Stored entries
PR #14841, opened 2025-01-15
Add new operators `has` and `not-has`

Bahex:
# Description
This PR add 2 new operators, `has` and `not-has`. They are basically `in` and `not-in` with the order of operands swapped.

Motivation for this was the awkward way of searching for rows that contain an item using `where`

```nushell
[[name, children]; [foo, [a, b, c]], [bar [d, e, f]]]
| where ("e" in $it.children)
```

▶ [Assigned task]
Print every entry exactly.

▶ [Output of the task]
PR #14841, opened 2025-01-15
Add new operators `has` and `not-has`

Bahex:
# Description
This PR add 2 new operators, `has` and `not-has`. They are basically `in` and `not-in` with the order of operands swapped.

Motivation for this was the awkward way of searching for rows that contain an item using `where`

```nushell
[[name, children]; [foo, [a, b, c]], [bar [d, e, f]]]
| where ("e" in $it.children)
```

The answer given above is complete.